Peptide ligand interaction with maltose-binding protein tagged to the calcitonin gene-related peptide receptor: The inhibitory role of receptorN-glycosylation

The powerful vasodilator and neuropeptide calcitonin gene-related peptide CGRP is abundant in trigeminal ganglion neurons, and is released from the peripheral nerve and central nerve terminals as well as being secreted within the trigeminal ganglion. CGRP has a proven role in migraine and selective antagonists and antibodies are now reaching the clinic for treatment of migraine. Indeed, a new class of drugs to treat patients with frequent, episodic, and/or chronic migraine headaches acts by antagonism of the calcitonin gene-related peptide (CGRP) pathway. This is the first category of pharmaceuticals developed as targeted therapy for migraine prevention.

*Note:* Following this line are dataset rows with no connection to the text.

PR #2306, opened 2023-07-16
Fix errors sending emails (#2303)

lindapaiste:
Fixes #2303 
(Probably, but I haven't checked it with a valid Mailgun config to make sure that it works all the way through to sending the email.)

We merged a dependabot PR #2267 which included a major version bump of `mjml` and that caused emails to break.

Changes:

- Import `mjml2html` as the default from `mjml` instead of a named import.
- Remove deprecated component `<mj-container>` from templates.
- Convert unitless value `width="192"` to px `width="192px"`.
- Log errors when calling `mjml2html` (useful in development, probably does nothing in production but idk).

I have verified that this pull request:

* [x] has no linting errors (`npm run lint`)
* [x] has no test errors (`npm run test`)
* [x] is from a uniquely-named feature branch and is up to date with the  `develop` branch.
* [x] is descriptively named and links to an issue number, i.e. `Fixes #123`

PR #2361, opened 2023-08-07
`MobileNav` component for smaller devices

dewanshDT:
> This PR is a part of the mobile responsive project

Changes:
added a `MobileNav` component to be used in smaller devices and, modified the `Nav` component to use the component in smaller screens.


client/modules/IDE/components/Header/MobileNav.jsx
```diff
@@ -0,0 +1,388 @@
...
+      overflow: hidden;
+      z-index: 10;
+      right: 10px;
+      transform: translateX(${remSize(6)});
+      width: max-content;
+      transform: scale(0);
+      opacity: 0;
+      transform-origin: top;
+      transition: opacity 100ms;
+      transition: transform 100ms 200ms;
```
lindapaiste: I think if you have two transition lines that the second overrides the first?  It should be one line with both transitions in it.

The transitions are really nice though!  Good work ⭐

client/modules/IDE/components/Header/MobileNav.jsx
```diff
@@ -0,0 +1,388 @@
...
+      display: flex;
+      flex-direction: column;
+      gap: ${remSize(2)};
+      box-shadow: rgba(60, 64, 67, 0.3) 0px 1px 2px 0px,
+        rgba(60, 64, 67, 0.15) 0px 1px 3px 1px;
+      min-width: ${remSize(120)};
+      border-radius: ${remSize(2)};
+
+      /* User */
+      li.user {
```
lindapaiste, line 115: Nice specificity!

client/modules/IDE/components/Header/MobileNav.jsx
```diff
@@ -0,0 +1,388 @@
...
+        display: flex;
+        width: 100%;
+        > button {
+          width: 100%;
+          padding: ${remSize(8)} ${remSize(15)} ${remSize(8)} ${remSize(10)};
+          font-size: ${remSize(18)};
+          text-align: left;
+          &:hover {
+            background-color: ${prop('Button.primary.hover.background')};
+            color: ${prop('Button.primary.hover.foreground')};
```
lindapaiste, line 150: If this style is very similar to the primary Button then it might possibly make sense to have these buttons be an extension of it. `styled(Button)`.  You can style components which are already styled, so long as they pass through a `className` prop.

client/modules/IDE/components/Header/MobileNav.jsx
```diff
@@ -0,0 +1,388 @@
...
+      case '/p5/collections':
+        return 'Examples';
+      case `/${user.username}/assets`:
+      case `/${user.username}/collections`:
+      case `/${user.username}/sketches`:
+        return 'My Stuff';
+      default:
+        return project.name;
+    }
+  }
```
lindapaiste, line 224: I don’t love this switch based on location.  It feels a bit fragile, like if we were to add a new page or change a path or something we would have to change it here as well.  Perhaps the alternative is that each page which includes the `Nav` specifies a `mobileTitle` prop which we pass down.  Like `<Nav layout=“dashboard” mobileTitle={t(‘Login’)} />`.

client/modules/IDE/components/Header/MobileNav.jsx
```diff
@@ -0,0 +1,388 @@
...
+
+  useEffect(() => {
+    setTitle(resolveTitle(pathname));
+  }, [pathname, project]);
```
lindapaiste: The title is a derived value so it should be a `useMemo` or just a plain variable, rather than a state set via `useEffect`.

client/modules/IDE/components/Header/MobileNav.jsx
```diff
@@ -0,0 +1,388 @@
...
+          <h5>by {project?.owner?.username}</h5>
+        )}
+      </Title>
+      <Options>
+        {user.authenticated ? (
+          <AccoutnMenu />
+        ) : (
+          <div>
+            <IconButton
+              onClick={() => {
```
lindapaiste: I know we’ve discussed this but these should be links.  👊💀🐴

client/modules/IDE/components/Header/MobileNav.jsx
```diff
@@ -0,0 +1,388 @@
...
+  const project = useSelector((state) => state.project);
+  const user = useSelector((state) => state.user);
+  const [title, setTitle] = useState();
+
+  // use the useNavigate hook in the react router v6
+  const history = useHistory();
+  const navigate = (url) => history.push(url);
+
+  const { pathname } = useLocation();
+  const editorLink = useSelector(selectSketchPath);
```
lindapaiste, line 201: Isn’t it nice when we have defined selector functions?  Makes it much easier to access the same state in multiple places.

client/modules/IDE/components/Header/MobileNav.jsx
```diff
@@ -0,0 +1,388 @@
...
+              icon={EditorIcon}
+            />
+          </div>
+        )}
+      </Options>
+    </Nav>
+  );
+};
+
+const AccoutnMenu = () => {
```
lindapaiste: You’ve got a typo in the name here.

client/modules/IDE/components/Header/MobileNav.jsx
```diff
@@ -0,0 +1,388 @@
...
+            onClick={() => {
+              dispatch(openPreferences());
+            }}
+          >
+            Preferences
+          </button>
+        </li>
+        <li>
+          <button>Language</button>
+        </li>
```
lindapaiste: What are you picturing for the language selection?  Probably a question for @shujuuu.  We could open a modal but it might be cool if we can use a native `<select>` inline with the menu so that clicking on the language brings up the phone’s standard UI for selecting from dropdown menus.

client/modules/IDE/components/Header/MobileNav.jsx
```diff
@@ -0,0 +1,388 @@
...
+        <b>{t('Nav.Help.Title')}</b>
+        <li>
+          <button>{t('Nav.Help.KeyboardShortcuts')}</button>
```
lindapaiste: I think the one is just a `dispatch` to open the modal.

However — if there’s a way to hide this menu item on touch devices that would be super cool!  It would be a media query that’s specifically for whether it’s touch or keyboard, not based on the width.  The might have a keyboard plugged in to a small tablet, for example.

That’s for the future.  For now open the modal.

client/modules/IDE/components/Header/MobileNav.jsx
```diff
@@ -0,0 +1,388 @@
...
+  );
+};
+
+MoreMenu.propTypes = {
+  cmController: PropTypes.shape({
+    tidyCode: PropTypes.func,
+    showFind: PropTypes.func,
+    showReplace: PropTypes.func,
+    getContent: PropTypes.func
+  })
```
lindapaiste: We can use your context here!  Either now or later.

client/modules/IDE/pages/IDEView.jsx
```diff
@@ -260,12 +261,11 @@ class IDEView extends React.Component {
         <WarnIfUnsavedChanges currentLocation={this.props.location} />
         <Toast />
         <CmControllerContext.Provider value={{ current: this.cmController }}>
-          <Nav />
+          <Header
+            syncFileContent={this.syncFileContent}
+            key={this.props.project.id}
```
lindapaiste, line 267: I wonder if this `key` prop actually does anything?  I see it’s part of the existing code.  It doesn’t hurt to leave it but I strongly suspect that it’s useless.

client/theme.js
```diff
@@ -74,11 +74,12 @@ const baseThemes = {
     primaryTextColor: grays.dark,
     inactiveTextColor: grays.middleDark,
     backgroundColor: grays.lighter,
+    accentColor: colors.p5jsPink,
 
     Button: {
       primary: {
         default: {
-          foreground: colors.black,
+          foreground: grays.mediumDark,
```
lindapaiste, line 82: This change will have implications on all button text colors throughout the app.  Is that what we want?  @shujuuu  Probably yes but I want to double check.

client/theme.js
```diff
@@ -130,6 +131,10 @@ const baseThemes = {
         foreground: colors.black,
         background: grays.light,
         border: grays.middleLight
+      },
+      secondary: {
+        foreground: colors.black,
+        background: grays.mediumLight
```
lindapaiste, line 137: If `secondary` is its own complete object then does it need a `border` color?

If the only difference between `primary` and `secondary` (and potential `tertiary`) is the background color and the rest is the same then maybe we structure it a bit differently.

client/modules/IDE/components/Header/MobileNav.jsx
```diff
@@ -0,0 +1,388 @@
...
+
+  const { pathname } = useLocation();
+  const editorLink = useSelector(selectSketchPath);
+
+  function resolveTitle(path) {
+    switch (path) {
+      case '/':
+        return project.name;
+      case '/login':
+        return 'Login';
```
lindapaiste: I bet if you look in the English translations file that you can find translation keys for most of these title strings (except “My Stuff”).

I’m a fan of reusing existing keys/properties because they already have translations in many languages, rather than adding a new “MobileNav” section.

lindapaiste (changes requested):
This is coming along great!  IMO we should clean it up a bit before merging.

client/modules/IDE/components/Header/MobileNav.jsx
dewanshDT: got it! replaced it with a single line, `transition: opacity 100ms, transform 100ms 200ms;`

client/modules/IDE/components/Header/MobileNav.jsx
dewanshDT: yeah, but it just has same hover colors, rest is totally different so Idk if extending really makes sense, let me know

client/modules/IDE/components/Header/MobileNav.jsx
dewanshDT: yeah that's better, will update it in the future for sure, added a TODO

client/modules/IDE/components/Header/MobileNav.jsx
dewanshDT: yeah that's a great idea, memoized it!

client/modules/IDE/components/Header/MobileNav.jsx
dewanshDT: yeah replaced all `navigate()` with `<Link>` 😁

client/modules/IDE/components/Header/MobileNav.jsx
dewanshDT: yes it is ✨

client/modules/IDE/components/Header/MobileNav.jsx
dewanshDT: got it!

client/modules/IDE/components/Header/MobileNav.jsx
dewanshDT: yeah I'll ask her, will update this in future

client/modules/IDE/components/Header/MobileNav.jsx
dewanshDT: okayy!

client/modules/IDE/components/Header/MobileNav.jsx
dewanshDT: we're already using it, forgot to remove it from here, done!

client/modules/IDE/pages/IDEView.jsx
dewanshDT: should I remove it?

client/theme.js
dewanshDT: yeah this is should be discussed

client/theme.js
dewanshDT: in mobile Panel we don't have borders, I'll check though

client/modules/IDE/components/Header/MobileNav.jsx
dewanshDT: yeah added the translations.

lindapaiste:
It seems like the "Find" command isn't working.  It's very strange because "Tidy Code" does work.  I confirmed that the `Editor` `showFind()` method is getting called.  It's the internal codemirror part (`this._cm.execCommand('findPersistent');`) which isn't doing anything.

This could be a real rabbit hole so I will look into it.  It seems like the modal is appearing but somehow it's inside of the nav bar and not visible.

image

Edit: turns out it's just a `z-index`/positioning issue.  Let's add a media query to the `_editor.scss` file to override the `top` property of the `.CodeMirror-dialog` at the same breakpoint where the `MobileNav` appears.  Maybe ~100px down from the top?  We need to work on the dialog itself but that's a future problem.  It will be usable on tablet sizes if we fix the `top` position.

client/modules/IDE/components/Header/MobileNav.jsx
```diff
@@ -0,0 +1,338 @@
...
+  );
+  const dispatch = useDispatch();
+  const { t } = useTranslation();
+  const { newSketch, saveSketch } = useSketchActions();
+
+  const cmRef = useContext(CmControllerContext);
+
+  return (
+    <div>
+      <IconButton icon={MoreIcon} />
```
lindapaiste: Can we add a `transform: rotate(90deg);` to this icon to make the dots vertical?

client/modules/IDE/components/Header/MobileNav.jsx
```diff
@@ -0,0 +1,338 @@
...
+  margin-left: auto;
+  display: flex;
+  /* transform: translateX(${remSize(12)}); */
+  svg {
+    fill: ${(props) => props.color};
+  }
+
+  /* Drop Down menu */
+  > div > button:focus + ul,
+  > div > ul > button:focus ~ div > ul {
```
lindapaiste: It seems like you are using CSS-only to open and close the menus, which is very cool, but it might get in the way of implementing the behavior that we discussed where clicking on the * icon would also open the menu.

It also has impacts on accessibility, which, I don't really know what to make of that when we're dealing with mobile.  But a keyboard user won't be able to tab through the menu items.

So we probably need some sort of React state and then use the state to control an `opened` class on the menu list.  I need to think about how we can reuse the focus/blur logic from the `NavBar` here.

lindapaiste: I'm playing with using all the contexts and states from the `NavBar` and I've got it like 90% working but I'm tired and don't want to deal with Git stuff now so I'll send it to you tomorrow.

client/modules/IDE/components/Header/MobileNav.jsx
lindapaiste: `transform 100ms 200ms` -- that's a delay of 200ms and then 100ms for the scale transform.  So the opacity transition will have completed (from 0-100ms) before the transform starts (from 200-300ms).  When opening you will only see the transform and when closing you will only see the opacity.  Seems like that's probably not what you intended?  Maybe should be `100ms` for both with no delay?  If we want different transitions for opening vs closing we could use `react-transition-group`.

client/modules/IDE/components/Header/MobileNav.jsx
```diff
@@ -0,0 +1,338 @@
...
+  return (
+    <div>
+      <IconButton icon={MoreIcon} />
+      <ul>
+        <b>{t('Nav.File.Title')}</b>
+        <li>
+          <button onClick={newSketch}>{t('Nav.File.New')}</button>
+        </li>
+        <li>
+          <button onClick={() => saveSketch(cmRef.current)}>
```
lindapaiste: On the desktop nav we have some conditions to hide the "Save" button if the user is not logged in, so we should probably do that here.

Although the usability for clicking it when logged out is pretty decent, it opens a modal telling me to log in.

lindapaiste:
A couple minor style things.  Probably to save for later.

- The `box-shadow` seems like a lot.  Do we want just a `border-bottom`?

- The account icon could be a little bit smaller.

- The top of the menu should probably be aligned with the bottom of the nav bar instead of overlapping it.

- We should think about how the user gets to the bottom of the menu when on a short screen (a phone in landscape mode).  Right now it will scroll the whole page down.  We may want a `max-height` on the menu of `calc(100vh - barHeightpx)` and an `overflow: auto` so that the menu can scroll independent of the page.

- If it's easy, we should hide the account menu when on the login page because clicking it won't do anything.

client/modules/IDE/components/Header/MobileNav.jsx
dewanshDT: I updated the svg

client/modules/IDE/components/Header/MobileNav.jsx
dewanshDT: when I implemented it I thought most of the users won't use the keyboard on a mobile device and implemented it like this, but what you did is great and we should definitely include that

client/modules/IDE/components/Header/MobileNav.jsx
dewanshDT: I like that we're showing the modal to log in instead of hiding the save button when the user is not logged in, what do you think?

dewanshDT:
We should definitely make all these changes, let's get your PR merged in first

client/modules/IDE/components/Header/MobileNav.jsx
lindapaiste: Yeah I kind of like it too 🤷 Let's keep it for now but I don't like having different logic on mobile vs desktop.  When you get a chance maybe you can open an issue for discussion on how we should handle this.  Like whether we should show the "Save" option on desktop and have it open the modal.

We could also def make that modal nicer.  Emphasize the "Log In" action (maybe a big button?) and use a friendlier title than "Error".

dewanshDT: yeah I agree In the future we should make it nicer by adding a welcoming message with a login button to continue

client/modules/IDE/components/Header/MobileNav.jsx
lindapaiste: Ok in that case it does not make sense.

I'm still figuring out how to best use styled-components in a clean and composable way.  Like what's the equivalent of the `@mixin` structure in the current SCSS, so we could do things like apply a "button hover" mixin.

dewanshDT: yeah

client/modules/IDE/components/Header/MobileNav.jsx
lindapaiste: Probably the quickest/easiest way to get something that's usable would be to open a modal.  No Redux state, use a `languageModalOpen` component state in `MoreMenu` and conditionally render the modal if it's true.  Not sure about the content of the modal but maybe just a native `<select>` for right now even if it's ugly.  This wouldn't be the final product but it would allow us to go live with the `MobileNav` without creating any usability issues.  We just need to make sure that there is some way to select a language.

IMO this and the "Find" search box are the only things that we need to address right now; and everything else is just a "nice to have" which we can revisit later.

dewanshDT:
@lindapaiste, I just added an overlay to select language, please have a look, it also indicates the selected language.

image

dewanshDT:
hey @lindapaiste, added the use of ProjectName, please check it out.

image

client/modules/IDE/components/Header/MobileNav.jsx
```diff
@@ -0,0 +1,393 @@
...
+                  className={classNames({
+                    'current-language':
+                      languageKeyToLabel(key) === languageKeyToLabel(language)
+                  })}
+                  aria-label={languageKeyToLabel(key)}
+                  key={key}
+                  onClick={handleLangSelection}
+                  value={key}
+                >
+                  {languageKeyToLabel(key)}
```
lindapaiste: Since we have `languageKeyToLabel(key)` three times, it might be worth it to define it outside of the return.  Up to you.

```
{sortBy(availableLanguages).map((key) => {
  const label = languageKeyToLabel(key);
  return (
    <button
```

client/modules/IDE/components/Header/MobileNav.jsx
```diff
@@ -0,0 +1,393 @@
...
+          ariaLabel="Select Language"
+          closeOverlay={() => setIsLanguageModalVisible(false)}
+        >
+          <LanguageSelect>
+            <div>
+              {sortBy(availableLanguages).map((key) => (
+                <button
+                  className={classNames({
+                    'current-language':
+                      languageKeyToLabel(key) === languageKeyToLabel(language)
```
lindapaiste: This should probably be `key === language`, though what you have works.  Compare on the key/value ("en-US") rather than the label.

client/modules/IDE/components/Header/Toolbar.jsx
```diff
@@ -35,34 +30,6 @@ const Toolbar = (props) => {
...
-      dispatch(showEditProjectName());
-      setTimeout(() => {
-        projectNameInputRef.current?.focus();
-      }, 140);
-    }
-  }
-
-  function handleProjectNameSave() {
-    const newName = nameInputValue;
-    if (newName.length > 0) {
```
lindapaiste, line 61: FYI it will now use the 0-length behavior from the `EditableInput`, which is to close the input and keep the name from before.

client/modules/IDE/components/Header/MobileNav.jsx
```diff
@@ -0,0 +1,393 @@
...
+    button {
+      font-size: ${remSize(16)};
+      padding: ${remSize(8)} ${remSize(15)} ${remSize(8)} ${remSize(10)};
+      width: 100%;
+      max-width: 80vw;
+
+      &:hover,
+      &:active,
+      &.current-language,
+      &:focus {
```
lindapaiste, line 186: Very nice how you've applied the same style to all of these selectors.

client/modules/IDE/components/Header/MobileNav.jsx
```diff
@@ -0,0 +1,393 @@
...
+  h3 {
+    text-align: center;
+    margin-bottom: 2rem;
+  }
+
+  div {
+    display: flex;
+    gap: ${remSize(8)};
+    flex-direction: column;
+    position: block;
```
lindapaiste: You should delete `position: block;` as it's invalid.

client/modules/IDE/components/Header/MobileNav.jsx
```diff
@@ -0,0 +1,393 @@
...
+  justify-content: center;
+
+  h3 {
+    text-align: center;
+    margin-bottom: 2rem;
+  }
+
+  div {
+    display: flex;
+    gap: ${remSize(8)};
```
lindapaiste, line 172: I always forget that you can use `gap` with flexbox.  Very nice!

client/modules/IDE/components/Header/MobileNav.jsx
```diff
@@ -0,0 +1,393 @@
...
+      }
+    }
+  }
+`;
+
+const LanguageSelect = styled.div`
+  display: flex;
+  flex-direction: column;
+  position: relative;
+  height: 100%;
```
lindapaiste, line 162: The positioning is great if the screen is big enough to fit the whole list.  We need an `overflow-y: auto` somewhere if the list doesn't fit (like in portrait mode of iPhone SE, for example).  I'm playing now and it seems like adding `overflow-y: auto;` on this div and `max-height: 100%; overflow-y: auto;` on the inner div will do it?

lindapaiste (changes requested):

lindapaiste:
> hey @lindapaiste, added the use of ProjectName, please check it out.
> 
> image

Looking just like the mockups!

client/modules/IDE/components/Header/MobileNav.jsx
dewanshDT: yeah

client/modules/IDE/components/Header/Toolbar.jsx
dewanshDT: is it okay to leave it like this?

client/modules/IDE/components/Header/MobileNav.jsx
dewanshDT: yess!

client/modules/IDE/components/Header/MobileNav.jsx
dewanshDT: just `overflow-y: auto;` worked

client/modules/IDE/components/Header/Toolbar.jsx
lindapaiste: yes.

client/modules/IDE/components/Header/MobileNav.jsx
lindapaiste: For me at least that doesn't work.  The list is still centered so there's a hidden top part of it that is not reachable.
image
I see "Italiano" first but I should see "Deutsch".

client/modules/IDE/components/Header/MobileNav.jsx
```diff
@@ -0,0 +1,395 @@
...
+          <LanguageSelect>
+            <div>
+              {sortBy(availableLanguages).map((key) => {
+                const label = languageKeyToLabel(key);
+                return (
+                  <button
+                    className={classNames({
+                      'current-language': label === languageKeyToLabel(language)
+                    })}
+                    aria-label={label}
```
lindapaiste, line 330: I need to read up on ARIA best practices because I don't know if it's necessary to have an `aria-label` when it's the same as the text content of the button.  But we'll leave it for now.

lindapaiste (approved):
You did it! 🥳 🎊 We've fixed all of the major usability issues and I think it's ready to go!  This will be such a huge improvement for our mobile users.  Next up...the IDE screen.

lindapaiste:
@raclim We've been through a lot of revisions on this PR and we've gotten it to a point where it makes a lot of things better and doesn't make anything worse.  There is still a lot to be improved, but it's ready to release!

raclim:
This is super amazing!!! It looks really awesome so far and I think it'll definitely gain a lot of traction from users over the next few weeks, especially as students start going back to school! Thanks again to you both for all of your work! :) 

I'll try to merge in #2306, #2052, and #2362 as well before starting the process for the next release, and will give an update when that's happening. Please let me know if you both feel otherwise or would prefer to prioritize any others!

RAMPs are an example of membrane-spanning auxiliary proteins that can change the function of G protein-coupled receptors (GPCRs). RAMPs are small families of three proteins that have the potential to introduce functional variety by interacting with GPCRs. RAMPs have a single transmembrane spanning domain with an extracellular N-terminal region of 90-100 amino acids and a short intracellular C-terminal domain of 9 amino acids. Maltose-binding protein (MBP) was employed as a tagged protein in several crystal structures of the CGRP and AM receptor extracellular domain (ECD). It was predicted that N-glycosylation of the CGRP receptor ECD would inhibit MBP from docking to the altered peptide ligands.

In a new study published in the journal Peptides by Dr. Sangmin Lee from Fred Wilson School of Pharmacy at High Point University investigated the role of CGRP receptor N-glycosylation in the interaction with the MBP tag. He postulated that CLR N-glycosylation would push the MBP tag away from the CGRP receptor’s peptide binding site based on known crystal structures. According to the author N-glycosylation of CLR ECD N123 decreased MBP interaction with peptide ligands, suggesting that N-glycosylation plays a substantial role in peptide ligand binding for the MBP-tagged CGRP receptor ECD.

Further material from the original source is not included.